[Collected data]
----------

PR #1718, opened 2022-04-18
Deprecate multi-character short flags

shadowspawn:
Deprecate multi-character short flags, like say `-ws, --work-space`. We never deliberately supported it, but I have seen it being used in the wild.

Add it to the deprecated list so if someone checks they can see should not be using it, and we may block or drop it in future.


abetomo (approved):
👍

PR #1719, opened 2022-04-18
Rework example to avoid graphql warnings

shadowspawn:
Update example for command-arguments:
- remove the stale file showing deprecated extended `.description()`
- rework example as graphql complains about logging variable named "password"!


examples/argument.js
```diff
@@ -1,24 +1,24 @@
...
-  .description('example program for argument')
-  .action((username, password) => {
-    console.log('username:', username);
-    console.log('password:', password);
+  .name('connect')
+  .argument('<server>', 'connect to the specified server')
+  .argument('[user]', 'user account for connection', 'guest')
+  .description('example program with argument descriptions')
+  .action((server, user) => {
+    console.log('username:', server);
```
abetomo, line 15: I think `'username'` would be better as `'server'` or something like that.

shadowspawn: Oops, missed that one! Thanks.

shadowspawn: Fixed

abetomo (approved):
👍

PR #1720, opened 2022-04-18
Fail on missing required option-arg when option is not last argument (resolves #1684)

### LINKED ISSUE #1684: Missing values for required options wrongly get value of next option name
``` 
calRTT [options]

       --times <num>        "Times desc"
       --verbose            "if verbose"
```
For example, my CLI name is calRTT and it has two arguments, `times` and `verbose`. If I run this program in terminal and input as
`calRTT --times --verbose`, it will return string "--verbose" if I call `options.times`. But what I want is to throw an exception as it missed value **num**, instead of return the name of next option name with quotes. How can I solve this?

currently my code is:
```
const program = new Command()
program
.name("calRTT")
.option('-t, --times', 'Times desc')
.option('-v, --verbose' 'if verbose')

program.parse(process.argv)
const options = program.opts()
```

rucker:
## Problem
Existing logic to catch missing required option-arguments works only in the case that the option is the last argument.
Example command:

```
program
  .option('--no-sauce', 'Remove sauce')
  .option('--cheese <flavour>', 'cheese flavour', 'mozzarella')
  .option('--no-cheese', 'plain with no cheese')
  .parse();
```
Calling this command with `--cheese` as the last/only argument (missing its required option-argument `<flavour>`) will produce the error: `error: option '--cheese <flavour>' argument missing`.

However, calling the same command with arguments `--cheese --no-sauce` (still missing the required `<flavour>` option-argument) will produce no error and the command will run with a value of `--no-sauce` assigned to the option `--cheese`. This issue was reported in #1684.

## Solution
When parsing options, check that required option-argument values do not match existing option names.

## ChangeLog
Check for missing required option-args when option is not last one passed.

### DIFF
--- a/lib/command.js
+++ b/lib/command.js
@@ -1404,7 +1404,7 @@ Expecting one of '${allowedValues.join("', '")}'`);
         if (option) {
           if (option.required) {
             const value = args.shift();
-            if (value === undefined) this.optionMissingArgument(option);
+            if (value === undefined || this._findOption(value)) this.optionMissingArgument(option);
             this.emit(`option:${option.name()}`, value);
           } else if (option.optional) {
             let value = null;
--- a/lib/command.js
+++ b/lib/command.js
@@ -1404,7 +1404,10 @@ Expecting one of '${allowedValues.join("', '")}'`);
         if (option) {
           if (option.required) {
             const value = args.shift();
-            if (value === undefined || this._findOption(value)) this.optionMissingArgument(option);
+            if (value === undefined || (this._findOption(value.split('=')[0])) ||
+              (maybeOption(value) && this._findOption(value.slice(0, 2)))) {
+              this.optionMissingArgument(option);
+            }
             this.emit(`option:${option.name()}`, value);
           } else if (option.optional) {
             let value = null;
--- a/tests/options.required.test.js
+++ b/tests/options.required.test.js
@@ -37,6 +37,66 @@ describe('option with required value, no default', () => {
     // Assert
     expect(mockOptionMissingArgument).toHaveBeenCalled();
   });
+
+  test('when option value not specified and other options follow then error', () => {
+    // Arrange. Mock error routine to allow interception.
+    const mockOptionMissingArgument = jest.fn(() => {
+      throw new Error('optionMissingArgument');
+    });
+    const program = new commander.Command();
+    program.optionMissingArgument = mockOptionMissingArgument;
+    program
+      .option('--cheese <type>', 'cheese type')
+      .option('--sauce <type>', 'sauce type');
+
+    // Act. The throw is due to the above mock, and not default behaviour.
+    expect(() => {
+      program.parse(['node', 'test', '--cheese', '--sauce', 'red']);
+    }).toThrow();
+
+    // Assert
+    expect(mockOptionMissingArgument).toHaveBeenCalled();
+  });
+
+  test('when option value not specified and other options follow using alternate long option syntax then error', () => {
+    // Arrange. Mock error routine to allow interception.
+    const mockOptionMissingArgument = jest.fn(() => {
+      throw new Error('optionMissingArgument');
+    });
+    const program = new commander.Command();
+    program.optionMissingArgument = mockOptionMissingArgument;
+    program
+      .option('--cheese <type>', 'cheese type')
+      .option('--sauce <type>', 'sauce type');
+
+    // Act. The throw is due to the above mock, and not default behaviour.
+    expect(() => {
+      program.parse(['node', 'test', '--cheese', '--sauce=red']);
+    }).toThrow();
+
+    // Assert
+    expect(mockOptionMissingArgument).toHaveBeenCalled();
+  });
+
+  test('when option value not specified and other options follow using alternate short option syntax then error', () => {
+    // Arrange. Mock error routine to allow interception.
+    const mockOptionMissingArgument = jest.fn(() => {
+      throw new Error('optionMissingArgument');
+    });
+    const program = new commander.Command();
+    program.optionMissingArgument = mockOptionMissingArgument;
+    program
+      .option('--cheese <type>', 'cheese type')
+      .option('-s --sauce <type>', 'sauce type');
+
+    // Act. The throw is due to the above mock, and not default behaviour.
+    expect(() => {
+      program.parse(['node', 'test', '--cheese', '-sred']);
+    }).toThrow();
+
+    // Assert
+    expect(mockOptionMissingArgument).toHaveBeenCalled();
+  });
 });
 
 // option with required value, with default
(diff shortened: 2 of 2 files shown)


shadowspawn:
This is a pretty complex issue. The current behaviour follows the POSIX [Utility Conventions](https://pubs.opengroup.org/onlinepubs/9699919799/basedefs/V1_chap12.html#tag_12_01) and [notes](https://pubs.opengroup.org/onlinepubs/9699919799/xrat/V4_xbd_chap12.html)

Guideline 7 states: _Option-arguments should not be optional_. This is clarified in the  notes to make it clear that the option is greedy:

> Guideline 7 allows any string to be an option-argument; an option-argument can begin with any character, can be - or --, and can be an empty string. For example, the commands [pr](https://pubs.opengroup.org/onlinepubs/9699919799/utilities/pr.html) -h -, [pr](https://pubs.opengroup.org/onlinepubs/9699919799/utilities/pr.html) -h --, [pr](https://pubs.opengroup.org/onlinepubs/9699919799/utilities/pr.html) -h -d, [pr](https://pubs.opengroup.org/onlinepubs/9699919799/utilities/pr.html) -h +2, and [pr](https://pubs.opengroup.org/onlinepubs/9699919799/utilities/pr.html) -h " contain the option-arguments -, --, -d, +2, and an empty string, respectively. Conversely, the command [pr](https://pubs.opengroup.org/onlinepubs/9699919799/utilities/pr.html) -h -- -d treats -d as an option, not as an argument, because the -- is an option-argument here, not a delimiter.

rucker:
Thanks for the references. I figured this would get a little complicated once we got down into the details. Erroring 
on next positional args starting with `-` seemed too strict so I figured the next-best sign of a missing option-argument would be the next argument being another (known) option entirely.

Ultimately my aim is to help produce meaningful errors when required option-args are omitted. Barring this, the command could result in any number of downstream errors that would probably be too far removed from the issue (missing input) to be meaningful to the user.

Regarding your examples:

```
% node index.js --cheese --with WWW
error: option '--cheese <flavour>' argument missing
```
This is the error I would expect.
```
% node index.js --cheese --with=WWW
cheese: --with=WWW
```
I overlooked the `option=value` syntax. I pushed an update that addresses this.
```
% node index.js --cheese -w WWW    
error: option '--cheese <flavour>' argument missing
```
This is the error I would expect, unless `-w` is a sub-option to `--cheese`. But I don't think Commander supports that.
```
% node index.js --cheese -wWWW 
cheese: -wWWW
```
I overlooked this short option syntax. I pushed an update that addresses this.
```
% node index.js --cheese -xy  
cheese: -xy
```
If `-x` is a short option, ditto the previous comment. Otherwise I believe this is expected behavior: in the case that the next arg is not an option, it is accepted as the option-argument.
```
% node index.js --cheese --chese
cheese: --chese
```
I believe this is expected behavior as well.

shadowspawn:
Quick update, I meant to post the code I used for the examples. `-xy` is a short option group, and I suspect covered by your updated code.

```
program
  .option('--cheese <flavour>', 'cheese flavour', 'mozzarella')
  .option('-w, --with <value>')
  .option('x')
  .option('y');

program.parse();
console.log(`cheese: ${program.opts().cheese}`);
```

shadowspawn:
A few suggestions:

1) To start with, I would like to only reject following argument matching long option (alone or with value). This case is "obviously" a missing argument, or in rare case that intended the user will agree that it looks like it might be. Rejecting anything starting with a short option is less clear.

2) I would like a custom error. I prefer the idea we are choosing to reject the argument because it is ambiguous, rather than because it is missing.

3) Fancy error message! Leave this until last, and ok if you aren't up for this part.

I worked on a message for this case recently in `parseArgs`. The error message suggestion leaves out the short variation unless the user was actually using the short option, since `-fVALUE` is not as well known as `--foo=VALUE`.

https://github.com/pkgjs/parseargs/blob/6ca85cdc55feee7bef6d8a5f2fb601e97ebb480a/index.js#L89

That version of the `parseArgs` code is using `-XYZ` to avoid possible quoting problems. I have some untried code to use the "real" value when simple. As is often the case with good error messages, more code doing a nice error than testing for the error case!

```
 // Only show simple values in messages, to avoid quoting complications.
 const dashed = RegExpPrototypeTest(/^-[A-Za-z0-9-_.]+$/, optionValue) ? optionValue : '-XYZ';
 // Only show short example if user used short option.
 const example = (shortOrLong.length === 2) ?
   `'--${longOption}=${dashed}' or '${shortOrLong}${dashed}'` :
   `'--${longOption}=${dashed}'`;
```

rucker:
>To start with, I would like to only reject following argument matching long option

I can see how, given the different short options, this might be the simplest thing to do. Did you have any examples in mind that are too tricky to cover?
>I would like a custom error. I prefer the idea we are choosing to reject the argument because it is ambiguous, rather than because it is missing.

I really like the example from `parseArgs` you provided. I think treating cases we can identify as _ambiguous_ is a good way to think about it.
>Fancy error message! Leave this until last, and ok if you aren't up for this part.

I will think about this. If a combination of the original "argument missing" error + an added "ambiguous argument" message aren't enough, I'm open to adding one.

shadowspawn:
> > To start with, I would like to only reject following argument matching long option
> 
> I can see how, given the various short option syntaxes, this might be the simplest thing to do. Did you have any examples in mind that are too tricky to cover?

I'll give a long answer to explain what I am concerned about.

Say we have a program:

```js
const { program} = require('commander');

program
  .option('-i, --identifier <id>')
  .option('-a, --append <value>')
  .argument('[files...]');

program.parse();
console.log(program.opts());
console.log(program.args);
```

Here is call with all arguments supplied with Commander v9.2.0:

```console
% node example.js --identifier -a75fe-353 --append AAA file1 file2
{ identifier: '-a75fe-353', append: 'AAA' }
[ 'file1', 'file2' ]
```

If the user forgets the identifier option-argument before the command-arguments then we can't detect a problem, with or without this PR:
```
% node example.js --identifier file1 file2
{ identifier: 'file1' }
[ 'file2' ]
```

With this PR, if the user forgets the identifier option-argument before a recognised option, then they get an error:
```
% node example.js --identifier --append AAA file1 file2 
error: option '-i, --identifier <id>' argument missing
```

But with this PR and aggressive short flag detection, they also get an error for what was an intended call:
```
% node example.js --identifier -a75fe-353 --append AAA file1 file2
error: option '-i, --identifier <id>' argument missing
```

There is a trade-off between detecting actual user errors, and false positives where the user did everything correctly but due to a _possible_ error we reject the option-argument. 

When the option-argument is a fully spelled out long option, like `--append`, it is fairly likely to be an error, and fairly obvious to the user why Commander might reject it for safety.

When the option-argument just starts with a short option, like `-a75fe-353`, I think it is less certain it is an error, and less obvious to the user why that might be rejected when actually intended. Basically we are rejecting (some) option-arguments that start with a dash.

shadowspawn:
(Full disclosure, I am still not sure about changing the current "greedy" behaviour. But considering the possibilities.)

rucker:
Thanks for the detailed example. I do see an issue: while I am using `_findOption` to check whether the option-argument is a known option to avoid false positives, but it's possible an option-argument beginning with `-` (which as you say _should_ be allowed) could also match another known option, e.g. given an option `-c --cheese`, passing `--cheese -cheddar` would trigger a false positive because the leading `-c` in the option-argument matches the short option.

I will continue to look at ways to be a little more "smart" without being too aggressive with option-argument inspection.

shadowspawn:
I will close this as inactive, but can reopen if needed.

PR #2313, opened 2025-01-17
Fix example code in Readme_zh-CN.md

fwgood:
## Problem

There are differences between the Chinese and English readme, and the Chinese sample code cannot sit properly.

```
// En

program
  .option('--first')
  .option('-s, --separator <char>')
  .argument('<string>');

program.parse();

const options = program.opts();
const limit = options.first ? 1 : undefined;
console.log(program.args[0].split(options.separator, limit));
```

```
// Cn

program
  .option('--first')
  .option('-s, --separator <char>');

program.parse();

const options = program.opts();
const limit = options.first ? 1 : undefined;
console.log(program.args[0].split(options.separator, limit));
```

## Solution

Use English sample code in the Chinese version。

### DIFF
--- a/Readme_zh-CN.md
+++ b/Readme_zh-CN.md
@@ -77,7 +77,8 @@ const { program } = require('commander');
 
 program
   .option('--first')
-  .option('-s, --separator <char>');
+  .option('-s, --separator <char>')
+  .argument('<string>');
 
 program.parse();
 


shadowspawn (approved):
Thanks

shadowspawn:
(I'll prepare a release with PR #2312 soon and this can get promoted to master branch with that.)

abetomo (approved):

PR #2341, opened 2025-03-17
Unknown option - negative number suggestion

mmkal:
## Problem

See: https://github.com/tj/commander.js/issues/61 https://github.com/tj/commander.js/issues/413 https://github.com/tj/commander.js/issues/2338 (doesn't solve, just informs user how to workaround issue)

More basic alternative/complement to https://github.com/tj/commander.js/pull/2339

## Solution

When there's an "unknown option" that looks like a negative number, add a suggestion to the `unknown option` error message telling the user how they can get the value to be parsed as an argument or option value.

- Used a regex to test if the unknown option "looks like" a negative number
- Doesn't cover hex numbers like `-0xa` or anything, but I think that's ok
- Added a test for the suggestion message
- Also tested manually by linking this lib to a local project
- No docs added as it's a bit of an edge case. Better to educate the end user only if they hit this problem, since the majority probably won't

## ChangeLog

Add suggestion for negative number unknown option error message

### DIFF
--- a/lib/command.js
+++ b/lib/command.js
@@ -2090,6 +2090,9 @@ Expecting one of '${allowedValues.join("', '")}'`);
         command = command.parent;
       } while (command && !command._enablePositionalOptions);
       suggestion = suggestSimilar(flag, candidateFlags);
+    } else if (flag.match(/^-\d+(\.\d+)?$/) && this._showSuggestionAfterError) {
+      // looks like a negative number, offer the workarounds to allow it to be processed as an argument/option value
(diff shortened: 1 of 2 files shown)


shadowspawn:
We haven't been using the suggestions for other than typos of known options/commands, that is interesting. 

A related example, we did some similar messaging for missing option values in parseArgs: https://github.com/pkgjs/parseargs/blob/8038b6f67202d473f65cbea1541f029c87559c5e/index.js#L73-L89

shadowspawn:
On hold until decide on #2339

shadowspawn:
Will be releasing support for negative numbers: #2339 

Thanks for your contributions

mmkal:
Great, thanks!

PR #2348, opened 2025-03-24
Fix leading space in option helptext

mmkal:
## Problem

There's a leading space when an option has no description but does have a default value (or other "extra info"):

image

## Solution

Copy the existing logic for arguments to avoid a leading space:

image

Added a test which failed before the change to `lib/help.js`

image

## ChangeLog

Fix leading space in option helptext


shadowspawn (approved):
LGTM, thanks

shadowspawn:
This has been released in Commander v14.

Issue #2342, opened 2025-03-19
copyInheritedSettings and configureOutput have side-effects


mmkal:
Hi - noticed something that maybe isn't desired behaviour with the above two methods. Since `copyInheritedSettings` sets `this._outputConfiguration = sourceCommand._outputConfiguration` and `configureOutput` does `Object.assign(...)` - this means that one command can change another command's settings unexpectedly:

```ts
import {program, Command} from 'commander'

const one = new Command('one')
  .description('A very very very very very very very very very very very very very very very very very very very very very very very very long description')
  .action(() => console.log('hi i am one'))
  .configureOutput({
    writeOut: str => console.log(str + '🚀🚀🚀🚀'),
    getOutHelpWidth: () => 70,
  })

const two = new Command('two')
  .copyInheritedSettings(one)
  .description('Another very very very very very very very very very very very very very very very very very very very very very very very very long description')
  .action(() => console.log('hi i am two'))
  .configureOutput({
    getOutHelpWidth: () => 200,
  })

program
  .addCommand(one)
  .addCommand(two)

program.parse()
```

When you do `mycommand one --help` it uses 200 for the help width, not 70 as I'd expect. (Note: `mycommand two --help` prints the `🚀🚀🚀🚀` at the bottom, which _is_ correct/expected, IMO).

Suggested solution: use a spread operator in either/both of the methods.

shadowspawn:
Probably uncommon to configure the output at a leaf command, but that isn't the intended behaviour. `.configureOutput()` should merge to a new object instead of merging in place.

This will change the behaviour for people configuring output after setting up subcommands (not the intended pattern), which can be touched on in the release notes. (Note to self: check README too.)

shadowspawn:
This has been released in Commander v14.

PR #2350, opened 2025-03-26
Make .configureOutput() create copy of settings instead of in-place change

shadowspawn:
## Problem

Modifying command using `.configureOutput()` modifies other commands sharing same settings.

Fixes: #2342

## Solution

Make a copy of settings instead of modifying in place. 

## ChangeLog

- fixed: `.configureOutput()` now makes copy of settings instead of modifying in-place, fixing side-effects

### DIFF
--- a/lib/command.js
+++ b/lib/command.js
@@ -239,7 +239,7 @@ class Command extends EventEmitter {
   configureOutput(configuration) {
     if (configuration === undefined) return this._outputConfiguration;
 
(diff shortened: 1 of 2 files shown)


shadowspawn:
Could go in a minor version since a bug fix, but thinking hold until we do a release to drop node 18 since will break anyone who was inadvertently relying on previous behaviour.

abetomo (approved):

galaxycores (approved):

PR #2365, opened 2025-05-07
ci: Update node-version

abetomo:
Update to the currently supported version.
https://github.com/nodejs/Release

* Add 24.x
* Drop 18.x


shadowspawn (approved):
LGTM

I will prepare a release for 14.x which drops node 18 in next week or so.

----------

▶ Task statement
All lines that contain the word "append" must be copied from the records above.

▶ Solution for this task
  .option('-a, --append <value>')
% node example.js --identifier -a75fe-353 --append AAA file1 file2
{ identifier: '-a75fe-353', append: 'AAA' }
% node example.js --identifier --append AAA file1 file2 
% node example.js --identifier -a75fe-353 --append AAA file1 file2
When the option-argument is a fully spelled out long option, like `--append`, it is fairly likely to be an error, and fairly obvious to the user why Commander might reject it for safety.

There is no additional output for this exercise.